According to the law, one who could pose a public health risk will not be allowed a visa. One who is absconding from the administration of justice in another jurisdiction, or is actively involved in or plans to involve in acts detrimental to the country’s religious harmony, or is connected to or involved in a terrorist organization, or who could endanger the national security of the country are grounds on which the Controller could deny a visa.
Therefore, even if in the unlikely scenario a person falling within those grounds may somehow be involved in an approved business and the Registrar may have unknowingly okayed the person for a visa, the Controller may still deny the visa if “special factors” come to the attention.
Where an entry or visa is denied to a specific applicant, the ban is equally extended to the spouse, off springs, and others linked to the applicant.
It is interesting to note that, in addition to the grounds provided by law, the Controller can actually create new grounds (i) if they are materially similar to the grounds provided in the law or (ii) would aid enhance (and prevent the defeat of) goal to be achieved by prescribing those grounds in the law in the first place.
Regulations to come
The Registrar is to create and enforce regulations to give greater clarity to the scope of the new visa, and actually propel the new regime.
It is certain that there will be greater definition around the term “government approved businesses” once the regulations are published.
Depositing the threshold amount in an FD at a locally operated bank is a pretty clear cut criterion to claim a corporate resident visa to remain in the Maldives.
The more interesting category would be the other category that the law speaks of – that which determines acceptable business activities that could use the corporate resident visa regime.
One likely candidate to qualify as an acceptable investment category may be the foreign investments registered with the Ministry of Economic Development after signing a foreign investment agreement with the government. It is also likely that additional qualification criteria may be imposed on them as to extent of local payroll employed by the investment activity or its average turnover.
Another likely candidate may be an investment in government preferred economic ventures – one that aligns with government’s economic development plan. Investments in the Maldives Fund Management Company or the SME Development Bank may not be ruled out as potential investment activities that could help in the grant of a corporate resident visa.
The government may additionally approve certain classes of privately owned and privately held businesses as approved investments.
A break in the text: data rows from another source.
PR #493, opened 2026-08-15
fix(workbench): /tmp never expires because atime keeps it immortal — mtime-only, scoped ageing

ZacxDev:
Staged for root (`sudo bash nix/system/apply-tmp-churn-retention.sh`), same shape as `apply-perf-tuning-2026-07-30.sh`.

## Root cause

`systemd-tmpfiles` ages on the **most recent** of atime/mtime/ctime. Measured on real entries:

```
/tmp/nix-shell-3304470-3498967483   m=2026-08-02  a=2026-08-14  c=2026-08-02
/tmp/nix-shell-2760455-2726689738   m=2026-07-30  a=2026-08-14  c=2026-07-30
```

mtime/ctime weeks old, **atime yesterday** — so the stock `q /tmp 1777 root root 10d` rule sees "1 day old" and never expires them.

🔴 **And what refreshes atime is scanning `/tmp` with `du` or `find`** — exactly what investigating a full disk requires. Every investigation resets the clock on everything it looks at. That is how `/tmp` reached 362 GB with a cleaner that runs daily and succeeds.

## What this replaces

Both fixes the incident handoff proposed are **no-ops**, measured:

| proposed fix | reality |
|---|---|
| relax `eviction-hard` to 5% | **already 5%** — a k3s built-in default, in no config file, surviving every rebuild |
| add tmpfiles ageing on `/tmp` | **already exists** and runs daily; `--clean --dry-run` reclaims 0.55 GiB |

`ZacxDev/homelab-infra@23b5fb22` retracts both in the handoff doc.

## The fix

mtime-only age (`m:7d`), verified supported on this host's systemd 258 by control pair — `z:7d` → `Invalid age-by 'z'`, `m:7d` → parses and matches.

🔴 **Scoped by glob, NOT applied to `/tmp` as a whole.** A blanket mtime-only 7d rule would have deleted **two live git worktrees**:

```
/tmp/wt-apps-ui-3497  (14d)   gitdir: ~/workspace/civit/civitai/.git/worktrees/…
/tmp/wt-waitunit      (10d)   gitdir: ~/workspace/civit/civitai/.git/worktrees/…
```

possibly carrying uncommitted work. So: machine-generated prefixes only.

Coverage (dirs / with mtime >7d) — every glob matches something, none is a dead rule:

| glob | dirs | stale |
|---|---|---|
| `nix-shell-*` | 1003 | 988 |
| `nix-develop-*` | 1196 | 392 |
| `nix-[0-9]*` | 778 | 612 |
| `go-build*` | 114 | 98 |
| `chromedp-runner*` | 158 | 158 |
| `homelab-talos-prs-*` | 2554 | 2537 |

**Dry-run of the exact rule set: 4,255,261 entries removed, and ZERO matches** against `/tmp/wt-*`, `/tmp/claude-1000`, or the named project dirs (`civitai-integration`, `peakmaps`, `chunkcache`, `pnpmvar`, `audit187`). Estimated reclaim **~47 GB — a lower bound**, since the dry-run ran unprivileged and cannot see root-owned paths.

**Deliberately not covered:** `/tmp/claude-1000` (52 GB — the user's own session state, already covered by the stock 10d rule) and `/tmp/wt-*` (real worktrees; never age these automatically).

## Validated before staging

- Edit applied to a **copy of the live `configuration.nix`** → 777 → 788 lines, `nix-instantiate --parse` **OK**
- **Negative control:** anchor absent → exits 1 with a named error, file untouched
- **Idempotence:** marker present → second run skips
- `shellcheck` clean

## ⚠ Not run

The rebuild itself, so **no live reclaim has been measured** — the ~47 GB is a dry-run estimate. The rules are additive and delete nothing at switch time; cleanup happens on the next `systemd-tmpfiles-clean.timer` firing (or `systemctl start systemd-tmpfiles-clean.service`).

### DIFF
--- a/nix/system/apply-tmp-churn-retention.sh
+++ b/nix/system/apply-tmp-churn-retention.sh
@@ -61,6 +61,26 @@
 #   nix-[0-9]*             778 /  612      homelab-talos-prs-*   2554 / 2537
 # Every glob matches real entries — none is a dead rule.
 #
+# 🔴 A HYPHEN IS NOT A WILDCARD: `nix-shell-*` CANNOT MATCH `nix-shell.<mktemp>`.
+# nix-shell writes its TMPDIR in two spellings and this rule set only ever saw
+# one of them. Re-measured live on the workbench 2026-08-22, top-level /tmp:
+#
+#   nix-shell.*   3340   <- UNCOVERED until this rule
+#   nix-shell-*   1017      covered since 2026-08-15
+#
+# The dot form outnumbers the hyphen form 3.3:1, and it is the form `gate.sh`
+# produces on every agent run (its log lands in /tmp/nix-shell.<x>/devrc-gate-*/),
+# so it is the one that grows fastest on a machine driven by agents. The glob
+# below closes it. Control for the count above: an unrestricted `find /tmp
+# -maxdepth 1` returns 119,066 — the zeros here are real zeros, not a walk that
+# never ran.
+#
+# 🔴 Still UNCOVERED after this change, and deliberately not taken here — each is
+# larger than everything this file reaps put together, and none has been checked
+# against live work the way the globs above were:
+#   cgparent-*  17064    fx-excerpt-*  14012    cbf-*  5268    tmp.*  4227
+# `tmp.*` in particular is bare mktemp's default and would need its own audit.
+#
 # Dry-run of the exact rule set below: 4,255,261 entries would be removed, and
 # ZERO matches against /tmp/wt-*, /tmp/claude-1000 or the named project dirs
 # (civitai-integration, peakmaps, chunkcache, pnpmvar, audit187). Estimated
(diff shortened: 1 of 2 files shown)


ZacxDev:
## 🔴 The globs miss `nix-shell.*` — the dot form, and it is the biggest nix pattern on the box

Measured on the workbench today (2026-08-22), live counts under `/tmp`:

| glob | live entries | covered by this PR? |
|---|---|---|
| `nix-shell-*` | 1,017 | ✅ |
| **`nix-shell.*`** | **3,178** | 🔴 **no** |
| `nix-develop-*` | 4,340 | ✅ |
| `nix-[0-9]*` | 958 | ✅ |
| `go-build*` | 126 | ✅ |
| `chromedp-runner*` | 158 | ✅ |
| `homelab-talos-prs-*` | 176 | ✅ |

`nix-shell-*` requires a literal hyphen, so it cannot match `nix-shell.JqWNhS`. Nix produces **both** forms — `nix-shell-<pid>-<rand>` and `nix-shell.<mktemp>` — and on this host the dot form outnumbers the hyphen form **3:1**. The PR's own evidence block quotes two hyphen-form paths, which is presumably how the other spelling went unnoticed.

This is the pattern actively proliferating: **1,363 of the dot-form dirs were created in the last 24 hours** by agent gate runs, since `scripts/gate.sh` writes its log under the nix-shell `TMPDIR`. One-line fix:

```
"e /tmp/nix-shell.* - - - m:7d"
```

I reaped 1,305 of them by hand today (>7d, excluding anything a live process referenced — `/proc` scan, positive-controlled). It freed **1.4 GiB**, so the space case for this glob is modest; the case is **inode and directory-entry churn**, and that `/tmp` is now unreadable by eye.

## Everything else in `/tmp` that is machine-generated churn and uncovered

While chasing a full disk I inventoried all 117,165 entries. The globs here cover **6,775**. These are not covered, all confirmed machine-generated with structured contents, all with mtimes in July–August:

| glob | entries | what's inside a sample |
|---|---|---|
| `cgparent-*` | 17,064 | `cgroup/`, `sysfs/` |
| `fx-excerpt-*` | 14,012 | (empty) |
| `cbf-*` | 5,268 | `build.log` |
| `tmp.*` | 4,227 | generic `mktemp -d` |
| `refresh-cli-snapshot-*` | 3,370 | `bundle.txt`, `fake-civitai/`, `origin.git/` |
| `bap-*` | 2,634 | `cache/`, `scripts/`, `ws/` |
| `cb-step-*` | 2,495 | `bin/`, `recipe/`, `ws/` |
| `ab-redir-*` | 2,140 | `block.manifest.json` |

That is ~54,000 uncovered against 6,775 covered — this PR reaps about **11%** of the machine-generated entries by count.

I'd add `nix-shell.*` without hesitation. The rest I'd flag rather than write for you: I did not trace which suite owns `cgparent-*` / `fx-excerpt-*` / `cbf-*`, and `tmp.*` is a **generic** `mktemp -d` prefix that anything can produce — it deserves the same "is this machine-generated or could it hold real work?" analysis this PR already did so carefully for `/tmp/wt-*`.

## Corroborating the root cause, and one correction to the space estimate

The atime diagnosis is right and matches what I hit: I walked `/tmp` with `du` and `find` repeatedly while investigating, which is exactly the "every investigation resets the clock" trap named here.

🔴 **But the ~47 GB reclaim estimate is not what dominates.** Today `/tmp` was **766.7 GiB**, of which:

```
/tmp/mutate       587.9 GiB   (77%)
/tmp/claude-1000   52.7 GiB
/tmp/wt-*           ~5   GiB
nix-shell.* + -*    ~1.4 GiB
```

`/tmp/mutate/work/clusters-app/proc` was **582 GiB** — a recursive copy of a rootfs that included `/proc`, so three `pagemap` pseudo-files materialised at 257 G + 257 G + 70 G. Verified genuinely allocated, not sparse (536,879,872 × 512-byte blocks; `du` real usage agrees with apparent). Deleted with the operator's approval; the filesystem went **97% → 63%**, freeing 581 GiB.

None of that is an argument against this PR — a periodic rule cannot catch a one-off 582 GiB mistake, and it is a different failure (an unfiltered rootfs copy). But it does reframe the priority: **this PR is inode hygiene, not the disk-space fix.** The 99%-full disk that produced a false RED on a merge gate today was `/tmp/mutate`, not accumulated nix churn.

Worth considering as a companion, since the same class will recur: a `dirty`/`ENOSPC` tripwire, or excluding `proc`/`sys`/`dev` in whatever produced that copy. There is also a directory literally named `&&` in that tree — a shell-quoting bug in the command that made it.

ZacxDev:
Rebased onto current `main` (it was **227 commits behind**) and extended. The original commit's blob OID for `apply-tmp-churn-retention.sh` is unchanged from `08849bd3`, so nothing from the first version was discarded — force-pushed with `--force-with-lease` pinned to that sha.

**Two things added.**

**1. `nix-shell-*` has never matched `nix-shell.<mktemp>`.** A hyphen is a literal. nix-shell writes both spellings and only one was covered. Re-measured live on the workbench, top-level `/tmp`:

```
nix-shell.*   3340   <- uncovered by every rule shipped so far
nix-shell-*   1017      covered since 2026-08-15
```

The dot form outnumbers the hyphen form 3.3:1 and is the one `gate.sh` produces on every agent run (its log lands in `/tmp/nix-shell.<x>/devrc-gate-*/`), so it is the form that grows fastest on a machine driven by agents. Control for those counts: an unrestricted `find /tmp -maxdepth 1` returns **119,066** — the zeros elsewhere in the header are real zeros, not a walk that never ran.

**2. The rule could not have reached an already-applied host.** Fixing the glob alone would have shipped it to nobody. The script gated its entire edit on `grep -qF "$MARKER"` — the presence of a *comment* — so a host that had already run it printed `already present — skipping edit` and exited **0** over a config missing every rule added since. The skip is now per-rule: one `RULES` ledger is the source of truth, only absent rules are inserted, the comment header is not duplicated, and the script **re-reads the file** afterwards to prove each rule landed.

Applied state, measured rather than assumed:

| host | `grep -cF 'tmp churn retention' /etc/nixos/configuration.nix` |
|---|---|
| workbench | **0** — unapplied (positive control: the `systemd.tmpfiles.rules` anchor greps 1, so the file and the grep both work) |
| laptop | **UNMEASURED** — `Permission denied`, not zero |

That laptop row is exactly why the idempotency fix is in this PR and not deferred.

**Coverage.** `scripts/tests/test_tmp_churn_retention.py` extracts the inserter heredoc verbatim from the shipped script and runs it against fixture configs, so there is no second copy of the rules to drift out of sync. 11 tests, watched to fail:

```
M0  inert comment reword                          11 passed   <- control
M1  restore the marker-only skip                   1 failed    <- the regression
M2  delete the nix-shell.* rule from the ledger    4 failed
M3  broaden a glob to /tmp/*                       4 failed
restored, byte-identical to pristine              11 passed
```

M1 is the narrowest expression that can be wrong — it re-introduces the original defect and nothing else — and it kills exactly `test_an_already_applied_host_still_receives_a_newly_added_rule`.

Two of the tests are seam guards rather than component checks: the rules the script *writes* and the rules it *verifies* must be the same set (fails when either grows **or** shrinks), and no shipped glob may match `/tmp/wt-*` or `/tmp/claude-1000` — which this file's header promises are out of scope, a promise previously kept only by prose.

**Still uncovered, deliberately not taken here.** Each is larger than everything this PR reaps put together, and none has been checked against live work the way these globs were:

```
cgparent-*  17064    fx-excerpt-*  14012    cbf-*  5268    tmp.*  4227
```

`tmp.*` is bare `mktemp`'s default and needs its own audit before anything reaps it.

🔴 **Still staged, not applied.** This is a `nix/system/apply-*.sh`; it needs `sudo bash nix/system/apply-tmp-churn-retention.sh`, which Claude cannot run.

It is likely that overseas investments in tourism sector would potentially fall within this classification.
Candidate specific conditions
In addition to an investment falling within an approved class of investment, it is quite probable that the regulations may prescribe conditions or qualifications specific to an applicant asking for a corporate resident visa as a representative of the approved investment.
Not being convicted of corruption, money laundering, human trafficking offenses; not being involved in either the investigation or prosecution of a crime; not being subjected to previous deportation from the Maldives may be pretty likely conditions to appear as qualifications.
Visa, how issued
It is understood that the corporate resident visa would be generally given for 5 years, and would be renewable every five years, unless revoked earlier.
The guidance on extension, renewal or revocation is expected in the Registrar’s regulations.
According to the prevailing pattern of thought, the initial point of contact for the corporate resident visa application would be the Ministry of Economic Development. It is likely that the ministry may have a dedicated set up for this regime.
Once approved for issuance of a visa, the visa would finally be granted by the Immigration Controller. However, as indicated above, the Controller may still deny a visa on grounds explained earlier.